Extends the shadow paging code, so that 5 level shadow page
table can be constructed if VM is running in 5 level paging
mode.

Also extends the ept code, so that 5 level ept table can be
constructed if maxphysaddr of VM exceeds 48 bits.
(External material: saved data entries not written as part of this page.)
Issue #243, opened 2018-06-22
Show *why* a course appears in search results


mbenadda:
## Feature Request

**Is your feature request related to a problem or unsupported use case? Please describe.**
Sometimes it is non-obvious why a course appears in the list of results, even when search is properly configured and the course *does belong* in the results.

The first example of such behavior we've encountered is filtering by organizations:
- a course can have several linked organizations and therefore appear in the search results for any of them;
- however we only display the main organization for each course in the search results (for lack of space to show more);
- users will probably see this as a bug (`"Why is this course from University X appearing in my search for University Y? This is broken!"`).

**Describe the solution you'd like**
There are two ways to go about this: either consider this a general problem — understanding search result relevance — and find a general solution, or solve it for the `organizations` case only as hopefully other cases don't suffer from this (because the reason is obvious or because the relevant information does not appear in the search results at all)

**Describe alternatives you've considered**
Note all of these but the last one involve showing the org the user searched for when there is a mismatch between an active org filter and a course's main org.

General solutions:
- Typography, like bold or colored org name when the filter is applied
- Visual cue next to the org name

Specific solutions:
- Show a helpful "in collaboration with X" before the name of matched secondary orgs
- Show a separate subtitle "Courses made in collaboration with Univ Z, Univ Z2, Univ Z3" without those courses below

**Discovery, Documentation, Adoption, Migration Strategy**
N/A

**Do you want to work on it through a Pull Request?**
✅

PR #244, opened 2018-06-22
🐛(search) show the proper organization for courses

### LINKED ISSUE #134: Use `main_organization` on courses in the search app & in the frontend
## Bug Report

**Expected behavior/code**
Any use of related organizations for a course should use the `main_organization` field to identify the main org (for search, display etc.)

**Actual Behavior**
The `search` app does not make use of the `main_organization` field on courses and instead relies on the ordering of the `organizations` field to pick out the first org as the main one.
This behavior is not consistent with the way it is implemented in the new `Course` model.

**Steps to Reproduce**
1. Open the frontend to check out API responses & displayed elements in the list of courses

**Environment**
N/A

**Possible Solution**
Add `main_organization` in the ES index (for higher-priority in search results later on) and in the API responses in `search`. Make use of it on the frontend to display a course's main org.

N/A

mbenadda:
## Purpose

Courses can have several linked organizations, listed in the API on the `organizations` field. We operated on the assumption that the "main" organization, the one that should be displayed in search
results, was the first in the list.

That assumption was wrong in our current use, and also encodes some behavior implicitly.

Closes #134 

## Proposal

Use a specific field `organization_main` to convey that information instead.

Note #243 is a related problem that we decided not to solve in this PR.


sampaccoud:
You called the field "OrganizationMain" and "organization_main" but it is called "main_organization" in Python. Two cases:

- you really think "main_organization" is a bad name (because let me guess... generic then specific) and you should rename the field in Python as well. I would argue that name "main_organization" is often seen and derived from english,
- if you think "main_organization" is ok then we should stick to it everywhere.

I don't think having a discrepancy is a good option.

mbenadda:
I don’t see main_organization in python. I just see main_university which happens to be the legacy FUN name.

As for the name itself, it’s not just generic to specific, it’s also that it should imo be right next to organizations on the objects to make its existence and function obvious

sampaccoud:
@mbenadda https://github.com/openfun/richie/blob/master/apps/courses/models.py#L112

apps/courses/migrations/0001_squashed_0002_auto_20180625_1547.py
```diff
@@ -0,0 +1,75 @@
+# -*- coding: utf-8 -*-
```
mbenadda: I think this is what you were looking for @sampaccoud ?

sampaccoud: I would have deleted and recreated 0001 since we have nothing in operation yet but what you did should be better.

Unlike the
shadow logic, KVM should still use 4 level ept table for a VM
whose physical address width is less than 48 bits, even when
the VM is running in 5 level paging mode.

Signed-off-by: Yu Zhang <yu.c.zhang@linux.intel.com>
---
 arch/x86/include/asm/kvm_host.h | 10 +++++-----
 arch/x86/include/asm/vmx.h      |  1 +
 arch/x86/kvm/cpuid.c            |  5 +++++
 arch/x86/kvm/mmu.c              | 42 +++++++++++++++++++++++++++--------------
 arch/x86/kvm/mmu.h              |  6 +++++-
 arch/x86/kvm/mmu_audit.c        |  4 ++--
 arch/x86/kvm/svm.c              |  4 ++--
 arch/x86/kvm/vmx.c              | 19 +++++++++++++------
 arch/x86/kvm/x86.h              | 10 ++++++++++
 9 files changed, 71 insertions(+), 30 deletions(-)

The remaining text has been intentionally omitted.